Paul Muhlhauser at the journal Harlot has challenged people to #DefineRhetoric, and Naomi Silver at the Sweetland Digital Rhetoric Collaborative has asked people to consider possible responses to the question “What does digital rhetoric mean to me?” and begun a blog carnival (#DRCBlogCarnival) centered around that question. Plenty of smart folks have responded to both prompts, and such concerns have been on my mind lately as well as I plan out the 300-level course on “Electronic Research and the Rhetoric of Information” that I’m teaching this fall. I like the way Doug Eyman’s response invokes the definition offered by Mary Hocks, who suggests that “digital rhetoric” as a term “describes a system of ongoing dialogue and negotiations among writers, audiences, and institutional contexts, but it focuses on the multiple modalities available for making meaning using new communication and information technologies” (632), but I feel like such a definition doesn’t quite go far enough in terms of specificity, but instead basically says that “digital rhetoric” is rhetoric (“a system of ongoing dialogue and negotiations among writers, audiences, and institutional contexts”) plus computers (“the multiple modalities available for making meaning using new communication and information technologies”). Eyman, of course, goes further and offers some specifying examples and points of clarification, but comes back to asserting that digital rhetoric is “most simply defined as the application of rhetorical theory (as analytic method or heuristic for production) to digital texts and performances”: again, that doesn’t go much beyond saying digital rhetoric = rhetoric + computers — which is fine, but I think there’s more to it than that.

So two questions, then:

    1. What do we mean by “rhetoric,” and what do we believe to be its proper domain and concern?
    2. What do we mean by “digital” beyond simply waving our hand at those computery things upon which we do things with texts, and is it possible to do digital rhetoric without vacuum tubes, punched cards, or transistors?

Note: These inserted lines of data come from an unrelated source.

PR #329, opened 2022-09-02
feat: pass stack config through to pulumi providers

asalkeld:
I used a stack config of :
```yaml
name: staging
provider: gcp
region: australia-southeast1
project: thing
config:
  default:
    memory: 512
  functions/api/main.go:
    timeout: 30
```

### DIFF
--- a/pkg/project/options.go
+++ b/pkg/project/options.go
@@ -30,44 +30,44 @@ import (
 
 var stackPath string
 
-func FromConfig(p *Config) (*Project, error) {
-	s := New(p)
+func FromConfig(c *Config) (*Project, error) {
+	p := New(c)
 
-	for _, g := range p.Handlers {
-		maybeFile := filepath.Join(s.Dir, g)
+	for _, h := range c.Handlers {
+		maybeFile := filepath.Join(p.Dir, h)
 
 		if _, err := os.Stat(maybeFile); err != nil {
-			fs, err := utils.GlobInDir(stackPath, g)
+			fs, err := utils.GlobInDir(stackPath, h)
 			if err != nil {
 				return nil, err
 			}
 
 			for _, f := range fs {
-				fn, err := FunctionFromHandler(f, s.Dir)
+				fn, err := FunctionFromHandler(f)
 				if err != nil {
 					return nil, err
 				}
 
-				s.Functions[fn.Name] = fn
+				p.Functions[fn.Name] = fn
 			}
 		} else {
-			fn, err := FunctionFromHandler(g, s.Dir)
+			fn, err := FunctionFromHandler(h)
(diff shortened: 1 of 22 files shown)


pkg/project/options.go
```diff
@@ -25,58 +25,81 @@ import (
...
 	if err != nil {
 		return Function{}, err
 	}
 
+	c, ok := s.Config[h]
+	if !ok {
+		return Function{
+			ComputeUnit: ComputeUnit{
+				Name:     rt.ContainerName(),
+				Memory:   128,
```
asalkeld: so one thing is our current gcp has a mem default of 512..

pkg/project/types.go
```diff
@@ -39,14 +39,17 @@ type ComputeUnit struct {
 	// Triggers used to invoke this compute unit, e.g. Topic Subscriptions
 	Triggers Triggers `yaml:"triggers,omitempty"`
 
-	// The memory of the compute instance in MB
+	// The memory of the compute instance in MB: default 128
 	Memory int `yaml:"memory,omitempty"`
 
-	// The minimum number of instances to keep alive
+	// The minimum number of instances to keep alive: default 1
```
asalkeld: should be 0

pkg/project/options.go
```diff
@@ -25,58 +25,81 @@ import (
...
-func FunctionFromHandler(h, stackDir string) (Function, error) {
+func FunctionFromHandler(h string, s *stack.Config) (Function, error) {
 	pterm.Debug.Println("Using function from " + h)
 
 	rt, err := runtime.NewRunTimeFromHandler(h)
 	if err != nil {
 		return Function{}, err
 	}
 
+	c, ok := s.Config[h]
```
asalkeld, line 79: this ^ is not smart and needs the full name of the handler.. could be improved, also i don't have the "default" case yet..

pkg/project/options.go
asalkeld: I have now taken this into account

pkg/stack/types.go
```diff
@@ -25,9 +27,30 @@ const (
...
+	}
+
+	switch provider {
+	case Gcp:
+		ret.Memory = to.IntPtr(512)
+	default:
+		ret.Memory = to.IntPtr(128)
+	}
+
+	return ret
```
tjholm: Would it be possible to shift this config into the providers themselves so they can set their own defaults in the case where its not defined in the configuration?

tjholm (commented):
LGTM just one comment.

@jyecusch was also looking at updating the defaults for AWS to get higher default vCPU allocation.

tjholm (approved):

In responding to Muhlhauser’s posing of the first question, I’ll acknowledge the obvious starting point being Aristotle’s definition concerning the study of the available means of persuasion, but also point out that some of the definitions Harlot has looked at have explicitly or implicitly contrasted rhetoric to coercion, force, or violence. That goes back to the whole thing about the open hand and the closed fist: rhetoric is the open hand, whether it’s contrasted to the closed fist of coercion, force, or violence, or whether it (as elocutio) is contrasted to the closed fist of logic, reason, or philosophy (as ratio). That already gets me into troublesome territory, though, because it suggests that rhetoric has a vexed relationship with truth. It in some way takes truth as its concern, because if it didn’t, it would be either poetics (which explicitly deals with things that are known to be not true, or at least invented, crafted, artificed), lies, error, or bullshit (bullshit here taken in the sense of the College English article from a few years back, as being a statement that has no regard or interest in its connection to truth, whereas lying is an act that is very much concerned with what is true and what isn’t true). Certainly, some can and have made the case that rhetoric need not concern itself with truth, but if it doesn’t and therefore falls into one of those other categories, then that doesn’t strike me as a terribly interesting object of study. Rhetoric as error, lies, or bullshit is for the most part uninteresting to me. But rhetoric as something that stands in relation to truth even as it seems to swerve away from truth at the last moment, as it becomes something other than logic, reason, philosophy, or coercion — that’s interesting to me. So a metaphor: rhetoric is an act, a doing, a verb, a process of skating on the thin ice of persuasion that rests between the materiality of our everyday social lives and the dark and cold waters of contingency, even as that thin ice is constituted by the frozen, solidified, embodied aspects of that contingency.

I won’t get to that second question tonight. So that’s something for tomorrow.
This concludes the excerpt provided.